Non gli si nega una benda.

la mia generazione dovrebbe essere giustificata se hjanno mandato le nonne all'ospizio
Mi sembra il minimo.


----------



## Marjanna (30 Maggio 2022)

Ulisse ha detto:


> la scatolina di metallo con dentro la siringa in vetro da sterilizzare


Bravo.   
Posta un oggetto tu, se vuoi.


----------



## Koala (30 Maggio 2022)

A me sembrava la macchinetta per fare il drum


----------



## Ulisse (30 Maggio 2022)

Marjanna ha detto:


> Bravo.
> Posta un oggetto tu, se vuoi.


a cosa serve questa cosa, gli uomini non la indovineranno mai. 
Donne, non suggerite.


----------



## Marjanna (30 Maggio 2022)

Ulisse ha detto:


> a cosa serve questa cosa, gli uomini non la indovineranno mai.
> Donne, non suggerite.
> 
> View attachment 10287


 sei andato soft, da te mi aspettavo qualcosa tipo così


----------



## Ulisse (30 Maggio 2022)

Marjanna ha detto:


> sei andato soft, da te mi aspettavo qualcosa tipo così
> 
> View attachment 10288


avevo pensato a qualcosa di simile ma è qualcosa troppo di nicchia e prettamente maschile.
Così ho preferito, invece, scegliere qualcosa di difficile per gli uomini


----------



## Marjanna (30 Maggio 2022)

Ulisse ha detto:


> avevo pensato a qualcosa di simile ma è qualcosa troppo di nicchia e prettamente maschile.
> Così ho preferito, invece, scegliere qualcosa di difficile per gli uomini


ma quella che ho postato sopra è riconoscibile per un uomo?


----------



## Ulisse (31 Maggio 2022)

Marjanna ha detto:


> ma quella che ho postato sopra è riconoscibile per un uomo?

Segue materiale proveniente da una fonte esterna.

PR #972, opened 2021-06-23
Replace lower_into_buffer and try_lift_from_buffer with a trait

bendk:
I'm not totally sure about this one, but it seems like it could be an improvement.  What do you all think?

The main motivation is to eliminate the possibility of calling
`try_lift_from_buffer()` on a `RustBuffer` that wasn't created with
`lower_into_buffer()`.  For example, this code seems reasonable, but it
totally fails:

```
let buf: RustBuffer = ViaFfi::lower("Test".to_string());
assert_eq!(try_lift_from_buffer::<String>(buf).unwrap(), "Test")
```

This is because Strings have an asymmetry between `lower()` and
`write()`.  `write()` needs to write out the string length, but
`lower()` can optimize to avoid that and just use `RustBuffer.len`.

It also reduces some boilerplate code, which is nice too.

### DIFF
--- a/uniffi/src/lib.rs
+++ b/uniffi/src/lib.rs
@@ -196,32 +196,6 @@ pub unsafe trait ViaFfi: Sized {
     fn try_read(buf: &mut &[u8]) -> Result<Self>;
 }
 
-/// A helper function to lower a type by serializing it into a buffer.
-///
-/// For complex types were it's too fiddly or too unsafe to convert them into a special-purpose
-/// C-compatible value, you can use this helper function to implement `lower()` in terms of `write()`
-/// and pass the value as a serialized buffer of bytes.
-pub fn lower_into_buffer<T: ViaFfi>(value: T) -> RustBuffer {
-    let mut buf = Vec::new();
-    ViaFfi::write(&value, &mut buf);
-    RustBuffer::from_vec(buf)
-}
-
-/// A helper function to lift a type by deserializing it from a buffer.
-///
-/// For complex types were it's too fiddly or too unsafe to convert them into a special-purpose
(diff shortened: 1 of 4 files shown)


rfk (approved):
I like it! It's a nice cleanup, and also reduces potential for confusion 👍🏻.

uniffi/src/lib.rs
```diff
@@ -196,32 +196,6 @@ pub unsafe trait ViaFfi: Sized {
     fn try_read(buf: &mut &[u8]) -> Result<Self>;
 }
 
-/// A helper function to lower a type by serializing it into a buffer.
-///
-/// For complex types were it's too fiddly or too unsafe to convert them into a special-purpose
-/// C-compatible value, you can use this helper function to implement `lower()` in terms of `write()`
-/// and pass the value as a serialized buffer of bytes.
-pub fn lower_into_buffer<T: ViaFfi>(value: T) -> RustBuffer {
```
rfk, line 204: I guess *technically* this is a breaking change, swapping some `pub` functions for a `pub` trait, and as such should be called out in the changelog.

uniffi/src/lib.rs
```diff
@@ -364,6 +338,44 @@ unsafe impl ViaFfi for String {
     }
 }
 
+/// A helper trait to implement lowering/lifting using a `RustBuffer`
+///
+/// For complex types were it's too fiddly or too unsafe to convert them into a special-purpose
```
mhammond, line 343: typo - "where" (that typo already existed :)

mhammond (commented):
looks great - only adding this comment as I noticed a stray typo that you didn't even create, just moved :)

PR #977, opened 2021-07-08
Add @ExperimentalUnsignedTypes to unsigned types in kotlin

skhamis:
This PR is building off of what @rfk started in this PR https://github.com/mozilla/uniffi-rs/pull/445

resolves https://github.com/mozilla/uniffi-rs/issues/444

Instead of using the compiler option of `-Xopt-in=kotlin.ExperimentalUnsignedTypes` to opt-in on the whole crate which forces any consumers to also use the compiler directive, we annotate with `@ExperimentalUnsignedTypes` if we detect any unsigned types. This will allow the consumer to either use the compiler option or annotate depending on their use case 

**Note:** This is not needed after [kotlin version 1.5 which now stabilizes unsigned types](https://kotlinlang.org/docs/whatsnew15.html#stable-unsigned-integer-types)


tarikeshaq (commented):
Adding a quick review just because I got a bit of time and was curious, it looks good to me (not that I would be able to catch any big red flags lol)

I am curious about the whole Kotlin 1.5 thou, like at what point will we be able to get rid of those annotations? I'm not quite sure about how many Android versions backward our consumers support, I wonder if we should put a disclaimer somewhere (or at least for our own sanity) what the lowest version of Kotlin we support

uniffi_bindgen/src/interface/mod.rs
```diff
@@ -241,6 +241,40 @@ impl<'ci> ComponentInterface {
...
+    ///
+    /// In Kotlin, unsigned types are expiremental and will cause a warning if used without annotations
+    /// This should be removed when kotlin version
+    ///  > v1.5 https://kotlinlang.org/docs/whatsnew15.html#stable-unsigned-integer-types
+    pub fn contains_unsigned_type(&self, type_: &Type) -> bool {
+        match type_ {
+            Type::UInt8 => true,
+            Type::UInt16 => true,
+            Type::UInt32 => true,
+            Type::UInt64 => true,
```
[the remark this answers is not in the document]
skhamis: > Adding a quick review just because I got a bit of time and was curious, it looks good to me (not that I would be able to catch any big red flags lol)
> 
> I am curious about the whole Kotlin 1.5 thou, like at what point will we be able to get rid of those annotations? I'm not quite sure about how many Android versions backward our consumers support, I wonder if we should put a disclaimer somewhere (or at least for our own sanity) what the lowest version of Kotlin we support

Good question, I think it's tricky since the major downstream consumers for kotlin is a-c & Fenix and we probably won't be able to update to kotlin 1.5 until Fenix itself does to prevent any incompatibility.

I do think that's a good idea to keep a list of version compatibilities! It'll def help give context why certain things are done certain ways  -- I was also thinking about making a task to revisit this once Fenix updates their kotlin version but we'll see if this PR is even a good idea currently

uniffi_bindgen/src/bindings/kotlin/templates/TopLevelFunctionTemplate.kt
```diff
@@ -1,6 +1,9 @@
 {%- match func.return_type() -%}
 {%- when Some with (return_type) %}
 
+// SAM_TODO: There is one more error I need to figure out how to also catch
+// If any arguments have a long type they will need the annotation
```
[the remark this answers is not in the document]
skhamis: ah yes definitely unsigned! I somehow missed this TODO trying to get this PR up lol yes iterating through the args would be the way to go I think I found a nice neat little solution with only one extra method and it looks like that works so I'll get this fixed up ASAP!

uniffi_bindgen/src/interface/mod.rs
```diff
@@ -241,6 +241,42 @@ impl<'ci> ComponentInterface {
         }
     }
 
+    /// Identify if we are using an unsigned type in kotlin
```
rfk, line 244: Nit: there's nothing Kotlin-specific about it at this level, so the "in kotlin" here risks confusion. (Explaining that we need this for the Kotlin bindings makes sense, but it does the same thing regardless of which bindings are being generated).

uniffi_bindgen/src/interface/mod.rs
```diff
@@ -241,6 +241,42 @@ impl<'ci> ComponentInterface {
...
+                })
+                .unwrap_or(false),
+            _ => false,
+        }
+    }
+
+    pub fn args_contains_unsigned(&self, args: &[&Argument]) -> bool {
+        args.iter()
+            .any(|&arg| self.contains_unsigned_type(&arg.type_()))
+    }
```
rfk, line 278: As mentioned above, I think this would be better situated as part of a `contains_unsigned_type` method on the `Function`, `Constructor` and `Method` structs. It's more code but IMHO would make things more predictable as a whole.

uniffi_bindgen/src/interface/mod.rs
```diff
@@ -241,6 +241,42 @@ impl<'ci> ComponentInterface {
         }
     }
 
+    /// Identify if we are using an unsigned type in kotlin
+    ///
+    /// In Kotlin, unsigned types are expiremental and will cause a warning if used without annotations
+    /// This should be removed when kotlin version
+    ///  > v1.5 https://kotlinlang.org/docs/whatsnew15.html#stable-unsigned-integer-types
+    pub fn contains_unsigned_type(&self, type_: &Type) -> bool {
```
rfk, line 249: Another naming consistency nit: we have `type_contains_object_references` as plural with a leading `type_` prefix, and `contains_unsigned_type` as singular with no prefix. I think it's worth striving for consistency in the names of methods that do similarly-shaped things, especially given how much API surface this `ComponentInterface` struct exposes.

uniffi_bindgen/src/interface/mod.rs
```diff
@@ -241,6 +241,42 @@ impl<'ci> ComponentInterface {
...
+        match type_ {
+            Type::UInt8 | Type::UInt16 | Type::UInt32 | Type::UInt64 => true,
+            Type::Optional(t) | Type::Sequence(t) | Type::Map(t) => self.contains_unsigned_type(t),
+            Type::Record(name) => self
+                .get_record_definition(name)
+                .map(|rec| {
+                    rec.fields()
+                        .iter()
+                        .any(|f| self.contains_unsigned_type(&f.type_))
+                })
```
rfk, line 259: I find myself wondering if this "iterate over each field" logic should live in `Record::contains_unsigned_type` struct and we just call `rec.contains_unsigned_type(self)` here, rather than having this `ComponentInterface::contains_unsigned_type` method know too many details about the internals of the `Record` struct. But I note that the existing `ComponentInterface::type_contains_object_references` uses the same pattern as you've got here, so my past self clearly didn't think it was too big of a deal 😅.

If you do decide to add similar helper methods to the `Function`/`Constructor`/`Method` structs in addition to `Enum` and `Record`, then it's probably worth pushing the implementation details for `Enum` and `Record` out into those structs for consistency, rather than having them inline here.

rfk (changes requested):
This looks like it came together pretty well! The "request changes" is specifically about:

* I think there are some missing cases, such as functions and methods without return values; we should add tests for cover those as well.
* I suspect the generated code was checked in by accident (or, if it was on purpose, we should document the reasons why).

I'm a little surprised at just how many places need the annotation added, but I think it'll be worthwhile (and pretty easy to remove once we get to the appropriate version of Kotlin).

uniffi_bindgen/src/bindings/kotlin/templates/RecordTemplate.kt
```diff
@@ -1,5 +1,6 @@
 data class {{ rec.name()|class_name_kt }} (
     {%- for field in rec.fields() %}
+    {% if rec.contains_unsigned_type(ci) %}@ExperimentalUnsignedTypes{% endif %}
```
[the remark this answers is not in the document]
skhamis: ah good catch. I actually had a separate method `rec.contains_unsigned_type(field)` that would do it correctly based on the type but was trying to consolidate the methods as much as I  can and missed that this would happen. I might quickly see how adding it to the whole data class would be vs individual fields though it'd be a little less convenient for the consumer

uniffi_bindgen/src/interface/mod.rs
skhamis: hmm that's an interesting pattern -- I definitely modeled it after the `type_contains_object_references` in which the structs are actually simply calling the `ComponentInterface` under the hood (rather than CI calling the respective structs itself). However I think that may be the way to approach it as you're right it could abstract away the implementation of these different types, not to mention adding new types is more straightforward. I think I'll give this a shot.

uniffi_bindgen/src/interface/mod.rs
skhamis: I think i was trying to avoid a semi-weird name like `type_contains_unsigned_types` but I think I'll move to that for consistency

skhamis:
> This looks like it came together pretty well! The "request changes" is specifically about:
> 
>     * I think there are some missing cases, such as functions and methods without return values; we should add tests for cover those as well.
> 
>     * I suspect the generated code was checked in by accident (or, if it was on purpose, we should document the reasons why).
> 
> 
> I'm a little surprised at just how many places need the annotation added, but I think it'll be worthwhile (and pretty easy to remove once we get to the appropriate version of Kotlin).

Appreciate the thorough review! Learned quite a bit of the internals just trying to use the macros and trying to get the `ComponentIntertface` using the other types to get those proposed changes in. I think this iteration is much improved and much more consistent and imo, easier to follow as well!

uniffi_bindgen/src/interface/enum_.rs
```diff
@@ -113,6 +113,14 @@ impl Enum {
         // and its contained types could use a bit of a cleanup.
         ci.type_contains_object_references(&Type::Enum(self.name.clone()))
     }
+
+    pub fn type_contains_unsigned_types(&self, ci: &ComponentInterface) -> bool {
```
rfk, line 117: Reverse of the previous naming nit 😅 - on these structs we've now got `contains_object_references` without a `type_` prefix and `type_contains_unsgined_types` with one. I lightly prefer to remove the `type_` prefix on the name here because the subject of the predicate is the method receiver itself, so it'll get called like `e.contains_unsigned_types` which I think reads succinctly.

uniffi_bindgen/src/interface/function.rs
```diff
@@ -90,6 +90,21 @@ impl Function {
         self.ffi_func.return_type = self.return_type.as_ref().map(|rt| rt.into());
         Ok(())
     }
+
+    // Intentionally exactly the same as the Method version
```
rfk, line 94: Aye, it'd be cool to factor some of the duplication out between `Function`/`Method`/`Constructor`, maybe as a `Callable` trait with default implementations. But, not for this PR.

uniffi_bindgen/src/interface/function.rs
```diff
@@ -90,6 +90,21 @@ impl Function {
...
+    pub fn type_contains_unsigned_types(&self, ci: &ComponentInterface) -> bool {
+        let check_return_type = {
+            match self.return_type() {
+                None => false,
+                Some(t) => ci.type_contains_unsigned_types(t),
+            }
+        };
```
rfk, line 101: A fun Rust thing you could try here, is to turn `return_type()` into an iterator and chain it with the arguments to check them all at once. Something like:

```
self.return_type().iter()
    .chain(self.arguments().iter().map(|arg|, arg.type_))
    .any(|t| ci.type_contains_unsigned_type(t))
```

It might turn out to be a bit awkward with the types because `return_type()` returns a borrow but `arg.type_()` returns a clone, but it's be interesting to try.

(To be clear: the existing code you have here is also fine to merge as-is, this is purely a "hey, good opportunity to learn more about Rust iterators if you're interested!" situation).

rfk (approved):
Good stuff! I left a couple of nits from my final read-through which you're welcome to take or leave, but I think this came together well. Moving the annotations up to the class/enum level seems to have helped simplify things quite a bit.

fixtures/regressions/kotlin-experimental-unsigned-types/src/lib.rs
```diff
@@ -0,0 +1,25 @@
...
+    member: u8,
+    member_two: u16,
+    member_three: u32,
+    member_four: u64,
+    other: String,
+}
+
+pub struct RecursivelyUsesU8 {
+    member: DirectlyUsesU8,
+}
```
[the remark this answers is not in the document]
skhamis: Thanks for this, I actually ended up catching a few more areas from a more robust UDL file.

uniffi_bindgen/src/interface/function.rs
skhamis: oh interesting! I couldn't seem to get it to properly compile after time-boxing however feel pretty good about using chain in the future with how much I tried to wrangle with it lol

se ha un minimo di passione per il genere, si.
Dovrebbe essere un ducati scrambler...forse 450cc ma ne esistono di diverse cubature...sulle moto sono poco ferrato 





						Scrambler 450 | Modelli Storici | Ducati Heritage
					

Il modello Scrambler era principalmente destinato al mercato americano. Subì continue modifiche fino al 1968, quando uscirono i veri Scrambler con i motori a "carter largo", prima nella versione 250 e 350 e poi, nel 1969, nella 450.



					www.ducati.com
				




sono piuttosto curioso se lo hai preso a caso o per altri motivi


----------



## Marjanna (31 Maggio 2022)

Ulisse ha detto:


> se ha un minimo di passione per il genere, si.
> Dovrebbe essere un ducati scrambler...forse 450cc ma ne esistono di diverse cubature...sulle moto sono poco ferrato
> 
> 
> ...








						Ducati 250 Diana Mark 3
					

Motorcycle Specifications Overviews and Road Tests




					www.motorcyclespecs.co.za
				




Nessun motivo particolare, non ci capisco niente di motori Ulisse.
Mi affascina più la storia del nostro paese, anche nelle "piccole cose".


----------



## Brunetta (31 Maggio 2022)




----------



## Pincopallino (31 Maggio 2022)

Marjanna ha detto:


> Chi indovina posterà un nuovo oggetto.
> Si possono porre delle domande, ma la risposta sarà solo SI o NO.
> 
> Iniziamo con uno facile.
> ...


Quante penicilline….


----------



## omicron (31 Maggio 2022)

Ulisse ha detto:


> parla per te. io sono giovane
> me lo ha suggerito mia nonna


io lo sapevo pur non avendola mai "subita" le mie chiappe sono sempre state punte dalle siringhe "moderne"


----------



## omicron (31 Maggio 2022)

Brunetta ha detto:


> View attachment 10289


non ho proprio la più pallida idea


----------



## ivanl (31 Maggio 2022)

presumo serva a fare il cappuccino o, vista l'età dell'attrezzo, il burro


----------



## omicron (31 Maggio 2022)

ivanl ha detto:


> presumo serva a fare il cappuccino o, vista l'età dell'attrezzo, il burro


sì anche io direi qualcosa per la cucina


----------



## Brunetta (31 Maggio 2022)

Temevo fosse troppo facile


----------



## oriente70 (31 Maggio 2022)

Marjanna ha detto:


> sei andato soft, da te mi aspettavo qualcosa tipo così
> 
> View attachment 10288


 motore ducati monocilindrico, dalla co figurazione valvole potrebbe essere il 450 desmo motore storico anni 70


----------



## omicron (31 Maggio 2022)

Brunetta ha detto:


> Temevo fosse troppo facile


io ho googolato


----------



## Brunetta (31 Maggio 2022)

omicron ha detto:


> io ho googolato


Allora sai che è un frullino. Lo usava mia madre per farmi lo zabaione che, secondo lei, curava ogni mio malessere di bambina.


----------



## omicron (31 Maggio 2022)

Brunetta ha detto:


> Allora sai che è un frullino. Lo usava mia madre per farmi lo zabaione che, secondo lei, curava ogni mio malessere di bambina.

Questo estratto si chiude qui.